何誉有些沮丧,花了这么多车票钱,离开了熟悉的星星镇,满怀希望地来到了佳城,最后只是换了一个大一点的拾荒场所。而且空气还差了许多,实在是划不来。
……
“嘿,哥们儿。新来的,住宿不?”
上来搭话的小青年嘴里叼着劣质土烟,脖子戴着铸铁项链,脚上穿双流行板鞋。看这模样,要说土鳖吧其实还挺时尚,要说他时尚呢其实又很老土,但这两种极为矛盾的混和体,却搭配出了一股难得的,与这外城风貌完美融合的流行风。
“嗯,有价格便宜、条件还可以的地方么?”
何誉调整心态,他寻思在这里车站周围搭窝棚肯定不太可能,只能先找地方住下再说。
“当然有啊!”青年沾着唾沫翻动手中的小册子。
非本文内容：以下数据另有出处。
PR #981, opened 2023-01-17
P4RT node name mapping for Cisco 8xxx

kjahed:
This PR changes explicitP4RTNodes to compute p4rt node names for CISCO devices based on the model number when -deviation_explicit_p4rt_node_component is set.

### DIFF
--- a/feature/experimental/p4rt/internal/p4rtutils/p4rtutils.go
+++ b/feature/experimental/p4rt/internal/p4rtutils/p4rtutils.go
@@ -195,7 +195,7 @@ func explicitP4RTNodes() map[string]string {
 
 // inferP4RTNodesCisco infers the P4RT node name from the port name and device model
 // for Cisco devices.
-func inferP4RTNodesCisco(t *testing.T, dut *ondatra.DUTDevice) map[string]string {
+func inferP4RTNodesCisco(t testing.TB, dut *ondatra.DUTDevice) map[string]string {
 	t.Helper()
 	npus := []int{0, 1, 2}
 	pranges := []int{11, 23, 35}
@@ -219,7 +219,7 @@ func inferP4RTNodesCisco(t *testing.T, dut *ondatra.DUTDevice) map[string]string
 
 // P4RTNodesByPort returns a map of <portID>:<P4RTNodeName> for the reserved ondatra
 // ports using the component and the interface OC tree.
-func P4RTNodesByPort(t *testing.T, dut *ondatra.DUTDevice) map[string]string {
+func P4RTNodesByPort(t testing.TB, dut *ondatra.DUTDevice) map[string]string {
 	t.Helper()
 	if *deviations.ExplicitP4RTNodeComponent {
 		if dut.Vendor() == ondatra.CISCO {
--- a/feature/experimental/p4rt/internal/p4rtutils/p4rtutils.go
+++ b/feature/experimental/p4rt/internal/p4rtutils/p4rtutils.go
@@ -21,11 +21,17 @@
 package p4rtutils
 
 import (
+	"fmt"
+	"regexp"
+	"sort"
+	"strconv"
+	"strings"
 	"testing"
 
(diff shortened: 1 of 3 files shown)


kjahed:
@vosipchu

feature/experimental/p4rt/internal/p4rtutils/p4rtutils.go
```diff
@@ -182,7 +188,40 @@ func ACLWbbIngressTableEntryGet(infoList []*ACLWbbIngressTableEntryInfo) []*p4_v
 	return updates
 }
 
-func explicitP4RTNodes() map[string]string {
+func explicitP4RTNodes(t *testing.T, dut *ondatra.DUTDevice) map[string]string {
+	t.Helper()
+	if dut.Vendor() == ondatra.CISCO {
```
liulk, line 193: Let's factor out the Cisco specific portion to its own function and leave the original function true to its intended purpose.

```go
// inferP4RTNodesCisco infers the P4RT node name from the port name and device model
// for Cisco devices.
func inferP4RTNodesCisco(...) map[string]string {
  ...
}
```

This should be called from P4RTNodesByPort() below.

feature/experimental/p4rt/internal/p4rtutils/p4rtutils.go
```diff
@@ -194,7 +233,7 @@ func explicitP4RTNodes() map[string]string {
 func P4RTNodesByPort(t *testing.T, dut *ondatra.DUTDevice) map[string]string {
 	t.Helper()
 	if *deviations.ExplicitP4RTNodeComponent {
-		return explicitP4RTNodes()
+		return explicitP4RTNodes(t, dut)
```
liulk, line 236:
```suggestion
		if dut.Vendor() == ondatra.CISCO {
			return inferP4RTNodesCisco(t, dut)
		}
		return explicitP4RTNodes(t, dut)
```

But reusing deviations.ExplicitP4RTNodeComponent also means that Cisco will not be able to specify P4RT node names by args. @vosipchu does this warrant a new deviation, or is it okay to repurpose an existing deviation?

liulk (changes requested):

feature/experimental/p4rt/internal/p4rtutils/p4rtutils.go
vbhan-cisco: @liulk 
  Based on our discussion with @vosipchu he wanted a way to get the mapping b/w NPU to I/f without passing it via arg  since  ATE may be connected to different NPU's on different setups

feature/experimental/p4rt/internal/p4rtutils/p4rtutils.go
kjahed: Thanks for the suggestion. Refactored.

vosipchu (dismissed):

prinikasn (commented):
/gcbrun

feature/experimental/p4rt/internal/p4rtutils/p4rtutils.go
```diff
@@ -189,11 +193,38 @@ func explicitP4RTNodes() map[string]string {
...
+// inferP4RTNodesCisco infers the P4RT node name from the port name and device model
+// for Cisco devices.
+func inferP4RTNodesCisco(t *testing.T, dut *ondatra.DUTDevice) map[string]string {
+	t.Helper()
+	npus := []int{0, 1, 2}
+	pranges := []int{11, 23, 35}
+	res := make(map[string]string)
+	dist := dut.Model() == "" || strings.HasPrefix(dut.Model(), "CISCO-88")
+	for _, p := range dut.Ports() {
+		if dist {
```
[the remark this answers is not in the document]
kjahed: I agree. The reliable way to do this is to look at component tree, but that adds 3-5 minutes to the test's running time, since the test can't access the rundata/dutInfo information that is collected prior to the test execution. I'm not sure if there are any plans to export that. For now, we will rely on the information in the testbed file.

PR #984, opened 2023-01-17
RT-5.1 modify checks for counters 

mojiiba:
This pull removes the check for checking interface counter since gNMI-1.11: Telemetry: Interface Packet Counters.


thesrinath (commented):
/gcbrun

thesrinath (approved):

PR #999, opened 2023-01-20
OC 1.1 increase timeout for await call

mojiiba:
This pull increase the timeout for await call from 30 second to one minute. otherwise, it is possible the first telemetry for the related path in test to be failed.


prinikasn (commented):
/gcbrun

prinikasn (approved):

PR #2967, opened 2024-05-08
Adds a gNPSI test readme.

menezessachin:
Adds a gNPSI test readme.


feature/gnpsi/otg_tests/sampling_test/README.md
```diff
@@ -0,0 +1,112 @@
...
+
+2. Send Traffic via OTG with different traffic profiles. 
+
+*   Ipv4 and Ipv6
+*   Varying packet sizes (64, 512, 1500)
+
+3. Start the gRPC client and subscribe to the gRPC service on the DUT.
+
+4. Verify the samples received by the client are as per expectations:
+
```
dplore, line 27: Does OTG support gnpsi client and gnpsi packet decode?  If this is an open feature request, please add a TODOs linking to the OTG issues and/or pull requests.  

FWIW, it is possible to get raw packet capture from OTG, but that won't be helpful with encrypted gRPC.

LimeHat (changes requested):

feature/gnpsi/otg_tests/sampling_test/README.md
```diff
@@ -0,0 +1,112 @@
...
+The goal is to validate that packet sampling is working as expected, clients can connect to the gNPSI service and receive samples.  
+
+## Procedure
+
+
+### Test 1: Verify samples are exported via gNPSI service. 
+
+1. Enable sFlow and gNPSI on the DUT.
+
```
dplore, line 13: Need to add steps (including oc paths) for how to configure gNPSI.  Don't forget to include configuring certificate, etc:
[/system/grpc-servers/grpc-server/config/certificate-id](https://openconfig.net/projects/models/schemadocs/yangdoc/openconfig-system.html#system-grpc-servers-grpc-server-config-certificate-id)

dplore (commented):
Some comments to be addressed please

dplore:
FYI:  the sflow readme might be helpful to refer to: https://github.com/openconfig/featureprofiles/blob/afe4b12d8f80e5fb4c847a3d72a17217eb7468fa/feature/sflow/otg_tests/sflow_base_test/README.md

feature/gnpsi/otg_tests/sampling_test/README.md
LimeHat: @dplore perhaps grpc-server part of the config can be left out? For example, in other tests, we don't configure p4rt or gribi grpc services separately, it is assumed that they're included in the base config.

dplore: Ah, this is true, there is an implicit requirement that the DUT already has those gRPC services enabled and configured.  Ok, we can follow that precedent here and not include this here.

dplore (approved):
This LGTM so far.

Do you want to add coverage for the (pending approval) gnpsi packets/bytes-sent leafs?   (ref: https://github.com/openconfig/public/pull/1085)

PR #2969, opened 2024-05-08
gNMI-1.19: test implementation

kjahed:
See #2830


nikki-blr:
It is implemented by PR#4030

PR #2971, opened 2024-05-08
add cancellable context in ssh CLI

LiamWalsh98:
When using the RunCommand function, there is a case where if an SSH connection is stopped from the server side without closing the connection, the program calling it will halt and be unable to resume. This may occur when a router is restarted, after which the severed ssh session will not be reestablished.

To illustrate, this line will cause deadlock 

```go
cliClient.RunCommand(context.Background(), "run killall -STOP sshd")
``` 
*note*: this will also block incoming ssh until `killall -CONT sshd` is executed. For testing, try instead `run killall -STOP sshd; sleep 10s; killall -CONT sshd`

with the proposed changes, it can be handled using a context with a timeout/deadline (or otherwise cancelled)

```go
ctx, cancel := context.WithTimeout(context.Background(), time.Second*5)
defer cancel()
cliClient.RunCommand(ctx, "run killall -STOP sshd")
``` 

Have also added the sshConfig timeout to DialCLI's ClientConfig.

### DIFF
--- a/topologies/binding/cli.go
+++ b/topologies/binding/cli.go
@@ -32,21 +32,38 @@ func newCLI(sc *ssh.Client) (*cli, error) {
 	return &cli{ssh: sc}, nil
 }
 
-func (c *cli) RunCommand(_ context.Context, cmd string) (binding.CommandResult, error) {
+func (c *cli) RunCommand(ctx context.Context, cmd string) (binding.CommandResult, error) {
 	sess, err := c.ssh.NewSession()
 	if err != nil {
 		return nil, fmt.Errorf("could not create session: %w", err)
 	}
 	defer sess.Close()
 
-	out, err := sess.CombinedOutput(cmd)
-	switch err.(type) {
-	case nil:
-		return &cmdResult{output: string(out)}, nil
-	case *ssh.ExitError, *ssh.ExitMissingError:
-		return &cmdResult{output: string(out), error: err.Error()}, nil
-	default:
-		return nil, err
+	outChan := make(chan *struct {
+		out string
+		err error
+	})
+
+	go func() {
+		out, err := sess.CombinedOutput(cmd)
+		outChan <- &struct {
+			out string
+			err error
+		}{out: string(out), err: err}
+	}()
+
+	select {
+	case <-ctx.Done():
+		return nil, ctx.Err()
+	case result := <-outChan:
+		switch result.err.(type) {
+		case nil:
+			return &cmdResult{output: result.out}, nil
+		case *ssh.ExitError, *ssh.ExitMissingError:
+			return &cmdResult{output: result.out, error: result.err.Error()}, nil
+		default:
+			return nil, result.err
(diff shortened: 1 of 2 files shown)


singh-prem:
Hi @dplore , could someone take a look at this PR

dplore:
Hi @ram-mac please review, thank you.

topologies/binding/cli.go
```diff
@@ -32,21 +32,38 @@ func newCLI(sc *ssh.Client) (*cli, error) {
...
-	case *ssh.ExitError, *ssh.ExitMissingError:
-		return &cmdResult{output: string(out), error: err.Error()}, nil
-	default:
-		return nil, err
+	outChan := make(chan *struct {
+		out string
+		err error
+	})
+
+	go func() {
```
dplore, line 47: why introduce a goroutine?  could this introduce flakiness?  Wouldn't it be more simple to just keep this in the main process/thread as it was before?

dplore (commented):
IMO, adding the timeout is good.  I am not sure why the goroutine is needed though?  If the DUT ssh session dies, the timeout should handle closing the connection with a timeout error.  A test that triggers a reboot should expect this to occur and handle the timeout.  

The use case of `cliClient.RunCommand(context.Background(), "run killall -STOP sshd")` I think it not something that should be handled in the binding except to have a timeout error returned.

I suggest only adding the timeout and not changing the code for dialCLI.

topologies/binding/cli.go
LiamWalsh98: Sorry, I should clarify that the proposed change in DialCLI is unrelated to the main issue but seemed close enough in spirit to tack onto this PR. DialCLI as-is ignores the timeout value from the binding file (which is handled in the [crypto package](https://github.com/golang/crypto/blob/bb80217080b0e04c6e73e5dcd9f3a9bb11fe23f6/ssh/client.go#L177)).

I can remove it from this PR but it seemed like a relevant enough custodial change that I ended up including it. 

---

The issue seems to be the edge case where the ssh session connected to the DUT doesn't die, but hangs indefinitely. The `killall -STOP sshd` is just pausing the DUT's sshd in order to repro the client's behaviour.

> A test that triggers a reboot should expect this to occur and handle the timeout.

I agree that a test expecting an unresponsive sshd would need to handle the timeout. To me this means providing a context with a deadline to whatever request is being made, and deferring a cancellation in the thread making the call. Ideally this would mean passing down the ctx all the way to whatever dependency actually makes the request, however it is not forwarded further down the call stack beyond RunCommand. This is the reason I would like to handle it here. (i.e. sess.CombinedOutput doesn't accept context, and this is the function that hangs indefinitely when the DUT's sshd is unresponsive). The main thread will wait for the first of either: context timeout or CombinedOutput to return. 

As for handling it without a goroutine, I'm not too sure how it would be implemented. Maybe I am overlooking something?

Thanks for taking the time to review!

Issue #2977, opened 2024-05-10
100g fr interface config on the dut side


LimeHat:
(moving this conversation from #2953 )
In some tests, there's an unusual configuration performed on DUT only for 100G FR ports, e.g.:
https://github.com/openconfig/featureprofiles/blob/91796ca845a55876969dec6e9a574c5cc0800738/feature/interface/aggregate/otg_tests/aggregate_all_not_viable_test/aggregate_all_not_forwarding_viable_test.go#L347-L351

It is unclear why is this required.

@dplore suggested that it might be related to the FEC config on the OTG side (https://github.com/search?q=repo%3Aopenconfig%2Ffeatureprofiles+%22Disable+FEC+for+100G-FR+ports+because+Novus+does+not+support+it%22&type=code), but the parameters do not match:

1. OTG config only disables the fec, while the autonegotiation is still on

https://github.com/openconfig/featureprofiles/blob/22dc0891eabdcf9b9b7bcf11a216c3d734f8f120/feature/gribi/otg_tests/encap_frr/encap_frr_test.go#L898-L903

2. DUT disables autonegotiation completely

dplore:
@Ankur19  and @liulk do you have some experience with this issue?

LimeHat:
A case in point: looks like it caused an issue for another vendor in #2984

dplore:
@LimeHat are you suggesting the that the regular expectation should be auto-negotiation should work and the deviation should be to disable auto-negotiation and set duplex and port speed?

LimeHat:
Yes, I believe so. I'm not aware of any IEEE limitations that would prevent auto-negotiation from working with FR optics.

LimeHat:
Bumping this up. Any additional feedback? Is there an owner of this code who _needs_ it? If not, I'll open a PR to remove it.

dplore:
no additional comments from me.  It seems ok to remove.  If you send the PR we'll run it to confirm

PR #2984, opened 2024-05-13
explicit port speed deviation added

NishaSadhasivam-work:


self-maurya (approved):

LimeHat:
I'm wondering why? 

AFAIK Nokia is the only consumer of this deviation, but we don't require this config (duplex/autoneg). In fact, I raised an issue about this code block a few days ago #2977 

cc @dplore

LimeHat:
The problem is that this code sets speed and duplex and disables autonegotiation (which, in my opinion, is not correct). 

IMO this deviation should not be used to guard anything except the port speed, which is not the case here.

I'd support the removal of this block as a whole (as indicated in #2977) or if there's a vendor that needs explicit duplex and disabled autonegotiation, they should add a new deviation

PR #2985, opened 2024-05-13
Create READMEs for SR-1.1 and MPLS-1.1

sugrimov:


feature/experimental/mpls/label_block/README.md
dplore, line 1: The experimental folder should only be used for tests which have never passed on any device.  So for now, sicne there is not yet an implementation in code of this README, you can place this file in feature/mpls/otg_tests/label_block_test/README.md. (to make label_block part of the MPLS base feature
or
feature/mpls/label_block/otg_tests/label_block_test/README.md (to make label_block a 'subfeature' of MPLS).

I am ok with either approach, but when in doubt, a subfeature is good.

sugrimov: Done.

feature/experimental/segment_routing/node_sid_forward/README.md
```diff
@@ -0,0 +1,38 @@
...
+*   Enable Segment Routing for the ISIS
+
+Advertise 2 prefixes with SIDs to DUT from ATE2:
+
+*  Prefix (1) with node-SID is advertised by the direct ISIS neighbor
+*  Prefix (2) with node-SID is advertised by simulated indirect ISIS speaker
+
+Verify: 
+*  DUT receives prefixes with SIDs and has a correct emulated ISIS topology (database).
+*  DUT advertises both node-SID to ATE1.
```
daveruturaj: Do you mean - DUT advertises both prefixes with the node-sid to ATE1.

feature/experimental/segment_routing/node_sid_forward/README.md
```diff
@@ -0,0 +1,38 @@
...
+## Summary
+
+MPLS-SR transit forwarding to Node-SID distributed over ISIS
+
+## Procedure
+
+Topology: ATE1—DUT1–ATE2
+                               
+*   Configure Segment Routing Global Block (start: 400000 range: 65001)
+*   Enable Segment Routing for the ISIS
```
daveruturaj: Enable MPLS forwarding?

sugrimov: Added.

feature/experimental/segment_routing/node_sid_forward/README.md
sugrimov: Added.

daveruturaj (approved):

feature/mpls/otg_tests/label_block/README.md
```diff
@@ -0,0 +1,58 @@
...
+
+```yaml
+paths:
+  # configuration
+  /network-instances/network-instance/mpls/global/reserved-label-blocks/reserved-label-block/config/local-id:
+  /network-instances/network-instance/mpls/global/reserved-label-blocks/reserved-label-block/config/lower-bound:
+  /network-instances/network-instance/mpls/global/reserved-label-blocks/reserved-label-block/config/upper-bound:
+  /network-instances/network-instance/segment-routing/srgbs/srgb/config/local-id:
+  /network-instances/network-instance/segment-routing/srgbs/srgb/config/mpls-label-blocks:
+  /network-instances/network-instance/protocols/protocol/isis/global/segment-routing/config/srgb:
```
dplore, line 39: I am not that familiar with configuring segment routing, but do you also need this path to enable it in ISIS?

[/network-instances/network-instance/protocols/protocol/isis/global/segment-routing/config/enabled](https://openconfig.net/projects/models/schemadocs/yangdoc/openconfig-network-instance.html#network-instances-network-instance-protocols-protocol-isis-global-segment-routing-config-enabled)

feature/mpls/otg_tests/label_block/README.md
```diff
@@ -0,0 +1,58 @@
...
+*  [`featureprofiles/topologies/atedut_2.testbed`](https://github.com/openconfig/featureprofiles/blob/main/topologies/atedut_2.testbed)
+
+## Procedure
+
+Topology: ATE1—DUT1
+
+On DUT1 configure:
+
+*   ISIS adjacency between ATE1 and DUT1
+*   Enable MPLS-SR
```
dplore, line 18: Please add some additional explanation of how to do this.  I don't see a path that 1:1 maps to mpls enable segment routing?

feature/mpls/sr/otg_tests/isis_node_sid_forward/README.md
```diff
@@ -0,0 +1,61 @@
...
+*   Send labeled traffic transiting through the DUT matching indirect prefix (2). Verify that ATE2 receives traffic with the node-SID label intact.
+*   Verify that corresponding SID forwarding counters are incremented.
+*   Traffic arrives without packet loss.
+
+## OpenConfig Path and RPC Coverage
+
+```yaml
+paths:
+  # configuration
+  /network-instances/network-instance/mpls/global/interface-attributes/interface/config/mpls-enabled:
```
dplore, line 42: Should these paths also be claimed as covered by this test since a global label block is configured?

  /network-instances/network-instance/mpls/global/reserved-label-blocks/reserved-label-block/config/local-id:
  /network-instances/network-instance/mpls/global/reserved-label-blocks/reserved-label-block/config/lower-bound:
  /network-instances/network-instance/mpls/global/reserved-label-blocks/reserved-label-block/config/upper-bound:

feature/mpls/otg_tests/label_block/README.md
sugrimov: Makes sense. Added.

feature/mpls/otg_tests/label_block/README.md
sugrimov: Added the path.

feature/mpls/otg_tests/label_block/README.md
```diff
@@ -0,0 +1,58 @@
...
+*   Static Global Block (start: 1000000 range: 48576)
+*   Segment Routing Global Block (start: 400000 range: 65001)
+*   Segment Routing Local Block (start: 40000 range: 1000)
+
+Verify:
+
+*   Defined blocks are configured on DUT1.
+*   DUT1 advertises its SRGB and SRLB to ATE1.
+
```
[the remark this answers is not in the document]
sugrimov: There is a separate test for static LSPs. This test just tests defining MPLS reserved blocks and succeeding.

In the future more blocks might be added here, like L2VPN.

feature/mpls/sr/otg_tests/isis_node_sid_forward/README.md
sugrimov: Added paths.

feature/mpls/sr/otg_tests/isis_node_sid_forward/README.md
```diff
@@ -0,0 +1,67 @@
...
+
+*  [`featureprofiles/topologies/atedut_2.testbed`](https://github.com/openconfig/featureprofiles/blob/main/topologies/atedut_2.testbed)
+
+## Procedure
+
+### Configuration
+
+Topology: ATE1—DUT1–ATE2
+                               
+*   Configure Segment Routing Global Block (start: 400000 range: 65001)
```
dplore, line 17:
```suggestion
*   Configure Segment Routing Global Block (srgb) lower-bound: 400000 upper-bound: 465001)
```

feature/mpls/sr/otg_tests/isis_node_sid_forward/README.md
```diff
@@ -0,0 +1,67 @@
...
+*   Enable Segment Routing for the ISIS
+*   Enable MPLS forwarding (if required)
```
dplore, line 19: There shouldn't be any "if required" in this case I think?  The OC should work one way.   If a vendor does not require this, they should accept the enable leaf = true.       (although they would send an error if enable = false, assuming that they don't support explicitly disabling mpls forwarding)

feature/mpls/sr/otg_tests/isis_node_sid_forward/README.md
```diff
@@ -0,0 +1,67 @@
...
+
+*  Prefix (1) with node-SID is advertised by the direct ISIS neighbor
+*  Prefix (2) with node-SID is advertised by simulated indirect ISIS speaker
+
+### Test 
+
+Verify that:
+
+*  DUT receives prefixes with SIDs and has a correct emulated ISIS topology (database).
```
dplore, line 28: I think verifying DUT aggregate-sid-counters/aggregate-sid-counter/state/(in|out)-pkts is a good idea.  

But regarding DUT ISIS lsdb state, I think we should instead rely on traffic receipt at the OTG being correct. This would be much more simple and doesn't require trusting the DUT lsdb state.  (generally want to verify things via OTG, and minimize dependency on 'test-only' DUT specific paths). If you are ok with this, please remove the 'verify correct emulated ISIS topology' part of this verification.


(unless we expect to actually use ISIS lsdb leafs in production.  If yes, then we need to specify which lsdb leafs and how to query them (just for presence or if we require some specific value verification)).

dplore (changes requested):

feature/mpls/sr/otg_tests/isis_node_sid_forward/README.md
sugrimov: Removed.

feature/mpls/sr/otg_tests/isis_node_sid_forward/README.md
sugrimov: Makes sense. Removed.

dplore (approved):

这册子不知道用什么材质做的,天天被他这么用唾沫翻着,竟然还基本保持完整,挺神奇的。
“有爱酒店!怎么样?1块钱1天,住的都是俊男靓女。中介费4元。”看何誉乡巴佬的模样,他将原本两元的中介费翻了倍。
“1块!还行。几个人住?”何誉大概知道镇上旅店价格,没有奢望住单人间。
“50人间!无床,无洗浴,厕所公用。”青年利落地回答。
“五……十人!”
何誉懵了,这佳城的住宿条件竟然比小镇上的拾荒队还差。他想这算哪门子有爱,叫无爱大棚更合适。
虽然拾荒出生,和小伙伴挤着窝棚也住过些年,但毕竟好歹最后是升级到了单人间。现在要他突然住到49个陌生人中间,还要排队大小便,这让他有些难以接受。更何况,前一阵子他还在捕猎队的驻地享受过包吃包住的豪华套间。
“真是由奢入俭难啊!”
何誉在心中哀叹了一句网上学来的高深用语,同时也奇怪自已怎么不知不觉地养成了上等人的习惯,竟然也挑剔起住宿条件来。